Mechanism of Sanhuang Decoction in alleviating dextran sulfate sodium induced ulcerative colitis in mice with Candida albicans colonization:based on high-throughput transcriptome sequencing / 中国中药杂志

ABSTRACT

This study explored the mechanism of Sanhuang Decoction(SHD) in treating dextran sulfate sodium(DSS)-induced ulcerative colitis(UC) in mice with Candida albicans(Ca) colonization via high-throughput transcriptome sequencing. Specifically, the animal model was established by oral administration of 3.0% DSS for 7 days followed by intragastrical administration of Ca suspension at 1.0 × 10~8 cells for 4 days and then the mice were treated with SHD enema for 7 days.

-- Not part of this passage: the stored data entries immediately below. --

PR #962, opened 2019-09-05
Switch to using criteria for messages instead of links/tags/document-types

kevindew:
Trello: https://trello.com/c/9pic1BWS/78-create-criteria-rules-for-messages-model

This PR switches the looking up of SubscriberLists for a Message to be based upon CriteriaRules rather than by using SubscriberListQuery.

Following this this then removes the unused fields on a message (links, tags, document types) and then validates that sender_message_id should be a UUID.

### DIFF
--- a/app/models/message.rb
+++ b/app/models/message.rb
@@ -4,7 +4,7 @@ class Message < ApplicationRecord
   has_many :matched_messages
   has_many :subscription_contents
 
-  validates_presence_of :title, :body, :criteria_rules
+  validates_presence_of :title, :body, :criteria_rules, :govuk_request_id
   validates :url, root_relative_url: true, allow_nil: true
   validates :criteria_rules, criteria_schema: true
   validates :sender_message_id,
--- a/app/models/message.rb
+++ b/app/models/message.rb
@@ -4,9 +4,16 @@ class Message < ApplicationRecord
   has_many :matched_messages
   has_many :subscription_contents
 
-  validates_presence_of :title, :body
+  validates_presence_of :title, :body, :criteria_rules
   validates :url, root_relative_url: true, allow_nil: true
-  validates :criteria_rules, criteria_schema: true, allow_nil: true
+  validates :criteria_rules, criteria_schema: true
+  validates :sender_message_id,
+            format: {
+              with: /\A[0-9a-f]{8}-[0-9a-f]{4}-[1-5][0-9a-f]{3}-[89ab][0-9a-f]{3}-[0-9a-f]{12}\Z/i,
+              message: "is not a UUID"
+            },
+            uniqueness: true,
+            allow_nil: true
 
   enum priority: { normal: 0, high: 1 }
 
--- a/spec/models/message_spec.rb
+++ b/spec/models/message_spec.rb
@@ -1,5 +1,5 @@
 RSpec.describe Message do
-  describe "url" do
+  describe "url validation" do
     it "is valid when url is nil" do
       expect(build(:message, url: nil)).to be_valid
     end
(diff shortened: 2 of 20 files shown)


spec/models/message_spec.rb
```diff
@@ -13,6 +13,25 @@
     end
   end
 
+  describe "criteria_rules validation" do
+    it "is valid with criteria_rules are valid" do
```
1pretz1: Feels like a slight overlap of concern for the tests below compared with tests in CriteriaSchemaValidator but I suppose that's okay as this is explicitly testing the validity of the record instead of the attribute.

spec/models/message_spec.rb
```diff
@@ -13,6 +13,25 @@
...
+      message = build(:message, criteria_rules: [
```
1pretz1: Feels like a slight overlap of concern for the tests below compared with tests in CriteriaSchemaValidator but I suppose that's okay as this is explicitly testing the validity of the record instead of the attribute.

app/models/message.rb
```diff
@@ -4,7 +4,7 @@ class Message < ApplicationRecord
   has_many :matched_messages
   has_many :subscription_contents
 
-  validates_presence_of :title, :body
+  validates_presence_of :title, :body, :criteria_rules
```
1pretz1: If we are validating the presence of criteria_rules here we should probably remove `allow_nil: true` from line 9 below - `validates :criteria_rules, criteria_schema: true, allow_nil: true`?

spec/queries/email_archive_query_spec.rb
```diff
@@ -48,7 +48,39 @@
       end
     end
 
-    context "when an email is not associated with content changes" do
+    context "when an email is associated with messages" do
+      let!(:subscriber) { create(:subscriber) }
+      let!(:email) { create(:archivable_email, subscriber_id: subscriber.id) }
+      let!(:subscription_contents) do
```
1pretz1: Minor but I don't think the contents of this let really make sense due to both subscription contents being for the same subscriber associated with the same email which wouldn't happen in reality unless I'm misunderstanding something?

spec/models/message_spec.rb
kevindew: Yup it is, we should test that criteria rules are validated so either we test with an example thing that overlaps or use a test that checks whether the validator is called. I prefer the former option since it's a real test but this is an area where there are differing opinions.

app/models/message.rb
kevindew: It's ok to still have the allow_nil here as that just means that the criteria_schema validation isn't run if the value is nil. 

Though it looks like the validation won't error if the input is nil so I'll remove it.

spec/queries/email_archive_query_spec.rb
kevindew: I think the scenario this can occur in is a digest, where you have multiple messages associated with the same email and same subscriber.

kevindew:
@1pretz1 comments are addressed.

app/models/message.rb
1pretz1: Oh I see, I thought the `allow_nil: true` meant that nil was an allowed value to be saved (hence my comment). But thinking about it, nil is allowed anyway unless there is a db constraint so ignore me.

spec/models/message_spec.rb
1pretz1: Nice, good to know! 👍

spec/queries/email_archive_query_spec.rb
1pretz1: Oh okay, I always forget about the digest stream. 🤦‍♂

PR #690, opened 2017-09-27
enable the eventrouter always for logging

richm:
This allows us to test those code paths in the ansible
logging roles and CI tests.
@wozniakjan @jcantrill PTAL
@stevekuznetsov I've already successfully tested this with
logging CI


stevekuznetsov:
Pushed

PR #691, opened 2017-09-27
Support updates to forks of this repository

bbguimaraes:
When executed against a fork:
- the pruner script will not be executed, to avoid removing branches
  accidentaly (e.g. PR branches)
- a user-specific key will be used for pushes

@jupierce

### DIFF
--- a/Jenkinsfile
+++ b/Jenkinsfile
@@ -22,14 +22,25 @@ node('openshift-build-1') {
           sh 'git checkout master'
         }
         stage('run') {
-          sshagent(['openshift-bot']) {
-            sh '''\
+          final url = sh(
+            returnStdout: true,
+            script: 'git config remote.origin.url')
+          if(!(url =~ /^[-\w]+@[-\w]+(\.[-\w]+)*:/)) {
+            error('This job uses ssh keys for auth, please use an ssh url')
+          }
+          def prune = true, key = 'openshift-bot'
+          if(url.trim() != 'git@github.com:openshift/aos-cd-jobs.git') {
+            prune = false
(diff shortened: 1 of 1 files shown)


Jenkinsfile
```diff
@@ -16,22 +16,29 @@ node('openshift-build-1') {
...
-          sh '''\
-virtualenv env/
-. env/bin/activate
+        stage('run') {
+          final url = sh(
+            returnStdout: true,
+            script: 'git config remote.origin.url')
+          def prune = 'true', key = 'openshift-bot'
+          if(url.trim() != 'git@github.com:openshift/aos-cd-jobs.git') {
+            prune = ''
```
jupierce: 'false'? Seems odd to mix 'true' and empty string.

Jenkinsfile
```diff
@@ -16,22 +16,29 @@ node('openshift-build-1') {
...
+            key = "${(url =~ /.*:([^\/]+)/)[0][1]}-aos-cd-bot"
```
jupierce: Can we add a check at the top of this job.. if (url startsWith "git" == false ) then error(please use an ssh url)?
I know the job won't work without it, but a clean error will save time diagnosing.

Jenkinsfile
bbguimaraes: That's an old, shell style boolean.  But I agree it's not necessary here.
Changed to something better.

Jenkinsfile
bbguimaraes: Changed, but I could not find a way to extract the git remote url from jenkins,
so the check has to be done after cloning.

PR #699, opened 2017-10-02
Improve stg->prod promotion pipeline

codificat:
This is for [the corresponding trello card](https://trello.com/c/mo3Vr0TF/341-2-buildauto-improve-stg-prod-promotion-pipeline-add-online):

- Tidy up the `mirrors-stage-to-prod.sh` script, remove the push of `/srv/libra/*`, and add an option to specify the repo to push (i.e. which dir under `/srv/enterprise`).
- Use buildlib in `Jenkinsfile` to stream de script to rcm-guest
- Enable promotion of online-openshift-scripts as well as OCP
- Request confirmation before proeceeding

@jupierce PTAL.

PR #701, opened 2017-10-03
Fix typo in mirrors-stage-to-prod.sh

codificat:
Introduced in #699, thanks @stevekuznetsov for pointing it out.


stevekuznetsov:
while you are at it i suggest you run `shellcheck` on the file and submit all the fixes it identifies

codificat:
Done, thanks

PR #703, opened 2017-10-03
Record systemd-journald.service journal as an artifact

jim-minter:
it is the place that indicates whether journald has suppresssed messages from other journals.

@stevekuznetsov @gabemontero @smarterclayton @bparees


jim-minter:
Messages are of the form `Oct 03 12:42:20 t540p systemd-journald[789]: Suppressed 5140 messages from /...`; these do not appear in generated/pid1.journal.

bparees:
lgtm but will wait for @stevekuznetsov

PR #707, opened 2017-10-04
Remove use of OS_BUILD_ENV_TMP_VOLUME

detiber:
https://github.com/openshift/origin/pull/16686 removes the tmp volume from hack/env, this PR removes references to the no longer used OS_BUILD_ENV_TMP_VOLUME variable.


detiber:
@stevekuznetsov ptal

PR #706, opened 2017-10-04
Add Chrome for console integration tests

benjaminapetersen:
@spadgett @stevekuznetsov 

RE [Fixing e2e tests](https://github.com/openshift/origin-web-console/pull/2083) in web console.

PR #709, opened 2017-10-05
Add flag to assume yes when installing chrome

benjaminapetersen:
Follow to #706, adding the `-y` flag to install chrome.

Tested the command in a local VM first.

@stevekuznetsov @spadgett


stevekuznetsov:
Pushed up

PR #711, opened 2017-10-05
Remove path sanity check on rcm-guest

codificat:
The mirror script can't check for path existence on rcm-guest, as the target paths are on the mirrors. Removing the sanity check here... it shouldn't be much of a problem, specially when the script is invoked from the jenkins job, as the arguments are picked from a set list of valid choices...

@jupierce thanks for the patience merging fixes...


jupierce:
@codificat  No problem! This are very difficult to test beforehand.

PR #718, opened 2017-10-09
enable service catalog and tsb by default in CI

jim-minter:


jim-minter:
@stevekuznetsov ptal

stevekuznetsov:
This will not impact GCE, but should be sufficient to globally install the TSB on all Origin installs. Is this heavyweight and/or does it take time? If so, you may want to add it to only  the Origin conformance e2e job (or whatever jobs are running your tests) so you don't burden e.g. the Installer tests with it.

jim-minter:
@stevekuznetsov thanks for the feedback, how about this?

sjb/config/common/test_cases/origin_release_install_gce.yml
```diff
@@ -121,7 +121,7 @@ extensions:
           docker pull openshift/origin-gce:latest
         fi
 
-        ../../bin/local.sh ansible-playbook -e "provision_gce_docker_storage_driver=${DOCKER_STORAGE_DRIVER}" -e "openshift_test_repo=${location_url}" playbooks/launch.yaml
+        ../../bin/local.sh ansible-playbook -e "provision_gce_docker_storage_driver=${DOCKER_STORAGE_DRIVER}" -e "openshift_test_repo=${location_url}" -e "openshift_enable_service_catalog=true" -e "template_service_broker_install=true" playbooks/launch.yaml
```
stevekuznetsov: @smarterclayton PTAL

smarterclayton: Wrong place, add it to openshift/release cluster/test-deploy/data/vars.yaml

jim-minter:
@stevekuznetsov repushed, removed gce-specific bits, ptal

smarterclayton:
This broke install_update completely (since 8:30am on Friday).  

```
TASK [ansible_service_broker : set ansible-service-broker image facts using set prefix and tag] ***
task path: /usr/share/ansible/openshift-ansible/roles/ansible_service_broker/tasks/install.yml:25
ok: [localhost] => {
    "ansible_facts": {
        "ansible_service_broker_etcd_image": "quay.io/coreos/etcd:latest", 
        "ansible_service_broker_image": "ansibleplaybookbundle/ansible-service-broker:latest"
    }, 
    "changed": false, 
    "generated_timestamp": "2017-10-13 13:53:25.826243"
}

TASK [ansible_service_broker : validate Dockerhub registry settings] ***********
task path: /usr/share/ansible/openshift-ansible/roles/ansible_service_broker/tasks/validate_facts.yml:2
fatal: [localhost]: FAILED! => {
    "changed": false, 
    "failed": true, 
    "generated_timestamp": "2017-10-13 13:53:25.880053", 
    "msg": "To use the dockerhub registry, you must provide the ansible_service_broker_registry_user. ansible_service_broker_registry_password, and ansible_service_broker_registry_organization parameters"
}
```

I'm inclined to revert to fix.

PR #720, opened 2017-10-10
retrieve systemd-journald artifact on gce

jim-minter:
follow-up to #703


stevekuznetsov:
@jim-minter nice catch, thanks

PR #724, opened 2017-10-12
new openshift-ansible install update containerized job

ingvagabund:
So we can test containerized upgrade as well

- no conformance tests run so far, will be done later once all failing tests are fixed
- upgrading to the same version (not an actual upgrade, just to test the upgrade execution path), once pre-built OCP images are available, we will perform a real upgrade
- health-checks are disabled: @sosiouxme 
- built on top of `test_pull_request_openshift_ansible_extended_conformance_install_containerized`

I have not added the new job to the openshift-ansible test-suite yet. I will do it once we agree the job is ready to go.

It takes ~1h to run the job, tested in the CI: https://ci.openshift.redhat.com/jenkins/job/test_pull_request_openshift_ansible_extended_conformance_install_update_containerized/4/

### DIFF
--- a/sjb/config/test_cases/test_branch_origin_extended_conformance_install_update_containerized.yml
+++ b/sjb/config/test_cases/test_branch_origin_extended_conformance_install_update_containerized.yml
@@ -1,0 +1,160 @@
+---
+parent: 'common/test_cases/origin.yml'
+overrides:
+  junit_analysis: False
+extensions:
+  sync_repos:
+    - name: "openshift-ansible"
+    - name: "aos-cd-jobs"
+  actions:
+    - type: "script"
+      title: "build an origin release"
+      repository: "origin"
+      script: |-
+        if [[ -n "${PULL_REFS:-}" ]]; then
+          export OPENSHIFT_ANSIBLE_TARGET_BRANCH="${PULL_REFS%%:*}"
+        fi
+        git checkout ${OPENSHIFT_ANSIBLE_TARGET_BRANCH}
+        hack/build-base-images.sh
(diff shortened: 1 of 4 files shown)


ingvagabund:
@stevekuznetsov @kargakis @sdodson

sjb/config/test_cases/test_branch_origin_extended_conformance_install_update_containerized.yml
```diff
@@ -0,0 +1,160 @@
...
+                         --connection local     \
+                         --inventory sjb/inventory/ \
+                         -e containerized=true      \
+                         -e deployment_type=origin                  \
+                         -e openshift_image_tag="$( cat ./ORIGIN_TAG )"                      \
+                         -e openshift_pkg_version="$( cat ./ORIGIN_PKG_VERSION )" \
+                         -e oreg_url='openshift/origin-${component}:'"$( cat ./ORIGIN_COMMIT )" \
+                         -e openshift_node_port_range='30000-32000'                    \
+                         -e 'osm_controller_args={"enable-hostpath-provisioner":["true"]}' \
+                         -e openshift_disable_check="disk_availability,memory_availability,package_availability,docker_image_availability,docker_storage,package_version" \
```
sosiouxme: only health checks in place currently are

      - disk_availability      
      - memory_availability    
      - docker_image_availability     

Of these, seems like it would still be a good idea to run the last one.

If the intent is to disable them all so as not to deal with them ever, there's:

`-e openshift_disable_check="*"`

ingvagabund: I would like to run as many as we can. Though, it takes same time to reach the checks and determine which passed and which failed. Actually, it is the last one that failed.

Afterwards, the general signs were observed and the disease activity index(DAI) was recorded every day. After mice were sacrificed, colon length and colon mucosa damage index(CMDI) were determined and the histomorphology was observed with the HE staining method. The fungal loads of feces were detected with the plate method. Anti-saccharomyces cerevisiae antibody(ASCA) and β-1,3-glucan in serum, and TNF-α, IL-1β, and IL-6 in serum and colon were detected by ELISA. High-throughput RNA sequencing method was adopted to identify transcriptome of colon tissues from the control, model and SHD(15.0 g·kg~(-1)) groups. Differentially expressed genes(DEGs) among groups were screened and the GO and KEGG pathway enrichment analysis of the DEGs was performed. The expression levels of NLRP3, ASC, caspase-1, and IL-1β genes related to the NOD-like receptor signaling pathway which involved 9 DEGs, were examined by qRT-PCR and Western blot. The results demonstrated that SHD improved the general signs, decreased DAI and Ca loads of feaces, alleviated colon edema, erosion, and shortening, and lowered the content of β-1,3-glucan in serum and TNF-α, IL-1β, and IL-6 in serum and colon tissues of mice. Transcriptome sequencing revealed 383 DEGs between SHD and model groups, which were mainly involved in the biological processes of immune system, response to bacterium, and innate immune response. They were mainly enriched in the NOD-like signaling pathway, cytokine-cytokine interaction pathway, and retinol metabolism pathway. Moreover, SHD down-regulated the mRNA and protein levels of NLRP3, caspase-1, and IL-1β. In a word, SHD ameliorates DSS-induced UC in mice colonized with Ca, which probably relates to its regulation of NOD-like receptor signaling pathway.